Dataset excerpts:
####
PR #6314, opened 2023-05-18
rest local properties storage

### LINKED ISSUE #6279: Local properties storage do no reset
The local properties storage do not reset when changing folder wich is really annoying since, when you start a new application, you still have properties from the previous one. We need to keep properties only for the same application

renanfranca:
Fix #6279

### DIFF
--- a/src/main/webapp/app/module/primary/landscape/Landscape.component.ts
+++ b/src/main/webapp/app/module/primary/landscape/Landscape.component.ts
@@ -52,10 +52,9 @@ export default defineComponent({
 
     const emphasizedModule = ref<ModuleSlug>();
 
-    const folderPath = ref('');
-
     const moduleParameters = inject('moduleParameters') as ModuleParametersRepository;
-    const moduleParametersValues = ref(moduleParameters.get());
+    const folderPath = ref(moduleParameters.getCurrentFolderPath());
+    const moduleParametersValues = ref(moduleParameters.get(folderPath.value));
 
     let commitModule = true;
 
@@ -72,11 +71,20 @@ export default defineComponent({
         .landscape()
         .then(response => loadLandscape(response))
         .catch(error => console.error(error));
-      projectFolders
-        .get()
-        .then(projectFolder => (folderPath.value = projectFolder))
-        .catch(error => console.error(error));
+      loadProjectFolders();
     });
+
+    const loadProjectFolders = (): void => {
+      if (folderPath.value.length === 0) {
+        projectFolders
+          .get()
+          .then(projectFolder => {
+            folderPath.value = projectFolder;
+            moduleParametersValues.value = moduleParameters.get(folderPath.value);
+          })
+          .catch(error => console.error(error));
+      }
+    };
 
     const startGrabbing = (mouseEvent: MouseEvent): void => {
       if (mouseEvent.preventDefault) {
@@ -339,6 +347,7 @@ export default defineComponent({
 
     const updateFolderPath = (path: string): void => {
       folderPath.value = path;
+      moduleParametersValues.value = moduleParameters.get(folderPath.value);
     };
 
     const projectFolderUpdated = (): void => {
@@ -358,7 +367,7 @@ export default defineComponent({
           moduleParametersValues.value.set(property.key, property.value);
         }
       });
-      moduleParameters.store(moduleParametersValues.value);
+      moduleParameters.store(folderPath.value, moduleParametersValues.value);
     };
 
     const unknownProperty = (key: string) => {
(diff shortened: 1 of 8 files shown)


src/main/webapp/app/module/secondary/LocalStorageModuleParametersRepository.ts
```diff
@@ -1,22 +1,39 @@
...
 import { ModuleParameterType } from '../domain/ModuleParameters';
 
+const STORAGE_KEY_MODULE_PARAMETERS = 'moduleParameters';
+const STORAGE_KEY_FOLDER_PATH = 'folderPath';
+
 export class LocalStorageModuleParametersRepository implements ModuleParametersRepository {
-  private readonly STORAGE_KEY = 'moduleParameters';
   private readonly localStorage: Storage;
 
   constructor(localStorage: Storage) {
```
DamnClin, line 10: Why storing only for one path and having 2 keys? Why not storing a map of properties, one for each path?

renanfranca: Thank you for the feedback @DamnClin,

I've worked diligently to fix this problem while doing my best to ensure that the user experience of JHipster Lite remains intact. If I store a map of properties for each path It won't be possible to load the original properties from the module's history once it was stored at the local storage. Because of this functionality:
- 'Should not replace user setted properties from history'

In the way I implemented it, every time you reload the application (press F5) it shares the properties between landscape and modules patch menu options, and if you set a folder path that has jhilite application it will load the module's history.

Let me know what you think about it 👍

DamnClin:
Finally toke some time to test your branch locally... Sorry for the delay. Still not doing what I expect. The test: 

* build two projects (A and B) with different properties and modules ;
* Restart JHLite ;
* Set path to project A -> should have modules and properties from A (working) ;
* Set path to project B -> should have modules and properties from B: not working, I have modules from B but properties from A which is really really confusing

renanfranca:
> Finally toke some time to test your branch locally... Sorry for the delay. Still not doing what I expect. The test:
> 
> * build two projects (A and B) with different properties and modules ;
> * Restart JHLite ;
> * Set path to project A -> should have modules and properties from A (working) ;
> * Set path to project B -> should have modules and properties from B: not working, I have modules from B but properties from A which is really really confusing

Thank you for your feedback @DamnClin with detailed steps!

I pushed a new commit with changes to work as you expected 👍 

Let me know what you think about it ✌️

DamnClin:
> > Finally toke some time to test your branch locally... Sorry for the delay. Still not doing what I expect. The test:
> > 
> > * build two projects (A and B) with different properties and modules ;
> > * Restart JHLite ;
> > * Set path to project A -> should have modules and properties from A (working) ;
> > * Set path to project B -> should have modules and properties from B: not working, I have modules from B but properties from A which is really really confusing
> 
> Thank you for your feedback @DamnClin with detailed steps!
> 
> I pushed a new commit with changes to work as you expected +1
> 
> Let me know what you think about it v

I think this is still really really fragile, why not storing properties by path in local storage? 

The local storage check should not be exposed from the repository, this should be an implementation detail in the repository itself, the temporal coupling in this implementation makes it really hard to use well

renanfranca:
Thanks @DamnClin,

> I think this is still really really fragile, why not storing properties by path in local storage?

I am going to implement this way, without the need to clear the local storage. And when loading the project history it will overwrite what is in local storage for the current project folder path.

> The local storage check should not be exposed from the repository, this should be an implementation detail in the repository itself, the temporal coupling in this implementation makes it really hard to use well

Is it referring to this code:
`moduleParametersValues.value.clear();`?

I am sorry, I didn't get what do you meaning about:
> The local storage check should not be exposed from the repository

Thank you very much in advance 😃 👍

DamnClin:
> I am going to implement this way, without the need to clear the local storage. And when loading the project history it will overwrite what is in local storage for the current project folder path.

In fact it's not an override, it's a merge because you should take local storage + remote properties with a priority to local storage for the folder.

To use it you should not need any invocation related to local storage, as a client of the repository you just want to get the properties :)

It should not be possible to missuse a repo

renanfranca:
> > I am going to implement this way, without the need to clear the local storage. And when loading the project history it will overwrite what is in local storage for the current project folder path.
> 
> In fact it's not an override, it's a merge because you should take local storage + remote properties with a priority to local storage for the folder.
> 
> To use it you should not need any invocation related to local storage, as a client of the repository you just want to get the properties :)
> 
> It should not be possible to missuse a repo

Thank you for the instructions and for your time @DamnClin!

I pushed a new version, please, let me know what you think about it 😃 ✌️!

src/main/webapp/app/module/primary/landscape/Landscape.component.ts
```diff
@@ -338,6 +347,8 @@ export default defineComponent({
 
     const updateFolderPath = (path: string): void => {
       folderPath.value = path;
+      moduleParameters.storeCurrentFolderPath(folderPath.value);
```
DamnClin, line 350: It is still really easy to missuse the repo since there is a temporal coupling here. The idea is to have a transparent local storage on ModuleParametersRepository, this implementation is way too fragile and have very low chance to work over time

renanfranca: Thank you for pointing this out @DamnClin! I pushed a new version fixing everyplace I did this 👍

DamnClin:
Tried it locally, the behavior looks as expected, thanks for the hard work here!

renanfranca:
> Tried it locally, the behavior looks as expected, thanks for the hard work here!

You are welcome! Thank you too! 😄 👍

PR #6632, opened 2023-06-21
Sonarqube 10.1.0-community

qmonmert:
Fix: #6626


src/main/resources/generator/server/sonar/sonar-project.properties.mustache
```diff
@@ -57,3 +57,7 @@ sonar.issue.ignore.multicriteria.S6206.ruleKey=java:S6206
 # Rule: Delete commented out code in liquibase example
 sonar.issue.ignore.multicriteria.S125.resourceKey=src/main/resources/config/liquibase/master.xml
 sonar.issue.ignore.multicriteria.S125.ruleKey=xml:S125
+
+# Rule: The Singleton design pattern should be used with care
+sonar.issue.ignore.multicriteria.S6548.resourceKey=src/main/java/**/*
+sonar.issue.ignore.multicriteria.S6548.ruleKey=java:S6548
```
pascalgrimaud, line 63: I think this rule can be important, so I'd add it locally, using suppress warning, instead of globally

qmonmert: done 🙂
####
**WHAT THE EXERCISE ASKS:**
Please repeat the records so that each one reads exactly as it does above.

**ANSWER BOX:**
PR #6314, opened 2023-05-18
rest local properties storage

### LINKED ISSUE #6279: Local properties storage do no reset
The local properties storage do not reset when changing folder wich is really annoying since, when you start a new application, you still have properties from the previous one. We need to keep properties only for the same application

renanfranca:
Fix #6279

### DIFF
--- a/src/main/webapp/app/module/primary/landscape/Landscape.component.ts
+++ b/src/main/webapp/app/module/primary/landscape/Landscape.component.ts
@@ -52,10 +52,9 @@ export default defineComponent({
 
     const emphasizedModule = ref<ModuleSlug>();
 
-    const folderPath = ref('');
-
     const moduleParameters = inject('moduleParameters') as ModuleParametersRepository;
-    const moduleParametersValues = ref(moduleParameters.get());
+    const folderPath = ref(moduleParameters.getCurrentFolderPath());
+    const moduleParametersValues = ref(moduleParameters.get(folderPath.value));
 
     let commitModule = true;
 
@@ -72,11 +71,20 @@ export default defineComponent({
         .landscape()
         .then(response => loadLandscape(response))
         .catch(error => console.error(error));
-      projectFolders
-        .get()
-        .then(projectFolder => (folderPath.value = projectFolder))
-        .catch(error => console.error(error));
+      loadProjectFolders();
     });
+
+    const loadProjectFolders = (): void => {
+      if (folderPath.value.length === 0) {
+        projectFolders
+          .get()
+          .then(projectFolder => {
+            folderPath.value = projectFolder;
+            moduleParametersValues.value = moduleParameters.get(folderPath.value);
+          })
+          .catch(error => console.error(error));
+      }
+    };
 
     const startGrabbing = (mouseEvent: MouseEvent): void => {
       if (mouseEvent.preventDefault) {
@@ -339,6 +347,7 @@ export default defineComponent({
 
     const updateFolderPath = (path: string): void => {
       folderPath.value = path;
+      moduleParametersValues.value = moduleParameters.get(folderPath.value);
     };
 
     const projectFolderUpdated = (): void => {
@@ -358,7 +367,7 @@ export default defineComponent({
           moduleParametersValues.value.set(property.key, property.value);
         }
       });
-      moduleParameters.store(moduleParametersValues.value);
+      moduleParameters.store(folderPath.value, moduleParametersValues.value);
     };
 
     const unknownProperty = (key: string) => {
(diff shortened: 1 of 8 files shown)


src/main/webapp/app/module/secondary/LocalStorageModuleParametersRepository.ts
```diff
@@ -1,22 +1,39 @@
...
 import { ModuleParameterType } from '../domain/ModuleParameters';
 
+const STORAGE_KEY_MODULE_PARAMETERS = 'moduleParameters';
+const STORAGE_KEY_FOLDER_PATH = 'folderPath';
+
 export class LocalStorageModuleParametersRepository implements ModuleParametersRepository {
-  private readonly STORAGE_KEY = 'moduleParameters';
   private readonly localStorage: Storage;
 
   constructor(localStorage: Storage) {
```
DamnClin, line 10: Why storing only for one path and having 2 keys? Why not storing a map of properties, one for each path?

renanfranca: Thank you for the feedback @DamnClin,

I've worked diligently to fix this problem while doing my best to ensure that the user experience of JHipster Lite remains intact. If I store a map of properties for each path It won't be possible to load the original properties from the module's history once it was stored at the local storage. Because of this functionality:
- 'Should not replace user setted properties from history'

In the way I implemented it, every time you reload the application (press F5) it shares the properties between landscape and modules patch menu options, and if you set a folder path that has jhilite application it will load the module's history.

Let me know what you think about it 👍

DamnClin:
Finally toke some time to test your branch locally... Sorry for the delay. Still not doing what I expect. The test: 

* build two projects (A and B) with different properties and modules ;
* Restart JHLite ;
* Set path to project A -> should have modules and properties from A (working) ;
* Set path to project B -> should have modules and properties from B: not working, I have modules from B but properties from A which is really really confusing

renanfranca:
> Finally toke some time to test your branch locally... Sorry for the delay. Still not doing what I expect. The test:
> 
> * build two projects (A and B) with different properties and modules ;
> * Restart JHLite ;
> * Set path to project A -> should have modules and properties from A (working) ;
> * Set path to project B -> should have modules and properties from B: not working, I have modules from B but properties from A which is really really confusing

Thank you for your feedback @DamnClin with detailed steps!

I pushed a new commit with changes to work as you expected 👍 

Let me know what you think about it ✌️

DamnClin:
> > Finally toke some time to test your branch locally... Sorry for the delay. Still not doing what I expect. The test:
> > 
> > * build two projects (A and B) with different properties and modules ;
> > * Restart JHLite ;
> > * Set path to project A -> should have modules and properties from A (working) ;
> > * Set path to project B -> should have modules and properties from B: not working, I have modules from B but properties from A which is really really confusing
> 
> Thank you for your feedback @DamnClin with detailed steps!
> 
> I pushed a new commit with changes to work as you expected +1
> 
> Let me know what you think about it v

I think this is still really really fragile, why not storing properties by path in local storage? 

The local storage check should not be exposed from the repository, this should be an implementation detail in the repository itself, the temporal coupling in this implementation makes it really hard to use well

renanfranca:
Thanks @DamnClin,

> I think this is still really really fragile, why not storing properties by path in local storage?

I am going to implement this way, without the need to clear the local storage. And when loading the project history it will overwrite what is in local storage for the current project folder path.

> The local storage check should not be exposed from the repository, this should be an implementation detail in the repository itself, the temporal coupling in this implementation makes it really hard to use well

Is it referring to this code:
`moduleParametersValues.value.clear();`?

I am sorry, I didn't get what do you meaning about:
> The local storage check should not be exposed from the repository

Thank you very much in advance 😃 👍

DamnClin:
> I am going to implement this way, without the need to clear the local storage. And when loading the project history it will overwrite what is in local storage for the current project folder path.

In fact it's not an override, it's a merge because you should take local storage + remote properties with a priority to local storage for the folder.

To use it you should not need any invocation related to local storage, as a client of the repository you just want to get the properties :)

It should not be possible to missuse a repo

renanfranca:
> > I am going to implement this way, without the need to clear the local storage. And when loading the project history it will overwrite what is in local storage for the current project folder path.
> 
> In fact it's not an override, it's a merge because you should take local storage + remote properties with a priority to local storage for the folder.
> 
> To use it you should not need any invocation related to local storage, as a client of the repository you just want to get the properties :)
> 
> It should not be possible to missuse a repo

Thank you for the instructions and for your time @DamnClin!

I pushed a new version, please, let me know what you think about it 😃 ✌️!

src/main/webapp/app/module/primary/landscape/Landscape.component.ts
```diff
@@ -338,6 +347,8 @@ export default defineComponent({
 
     const updateFolderPath = (path: string): void => {
       folderPath.value = path;
+      moduleParameters.storeCurrentFolderPath(folderPath.value);
```
DamnClin, line 350: It is still really easy to missuse the repo since there is a temporal coupling here. The idea is to have a transparent local storage on ModuleParametersRepository, this implementation is way too fragile and have very low chance to work over time

renanfranca: Thank you for pointing this out @DamnClin! I pushed a new version fixing everyplace I did this 👍

DamnClin:
Tried it locally, the behavior looks as expected, thanks for the hard work here!

renanfranca:
> Tried it locally, the behavior looks as expected, thanks for the hard work here!

You are welcome! Thank you too! 😄 👍

PR #6632, opened 2023-06-21
Sonarqube 10.1.0-community

qmonmert:
Fix: #6626


src/main/resources/generator/server/sonar/sonar-project.properties.mustache
```diff
@@ -57,3 +57,7 @@ sonar.issue.ignore.multicriteria.S6206.ruleKey=java:S6206
 # Rule: Delete commented out code in liquibase example
 sonar.issue.ignore.multicriteria.S125.resourceKey=src/main/resources/config/liquibase/master.xml
 sonar.issue.ignore.multicriteria.S125.ruleKey=xml:S125
+
+# Rule: The Singleton design pattern should be used with care
+sonar.issue.ignore.multicriteria.S6548.resourceKey=src/main/java/**/*
+sonar.issue.ignore.multicriteria.S6548.ruleKey=java:S6548
```
pascalgrimaud, line 63: I think this rule can be important, so I'd add it locally, using suppress warning, instead of globally

qmonmert: done 🙂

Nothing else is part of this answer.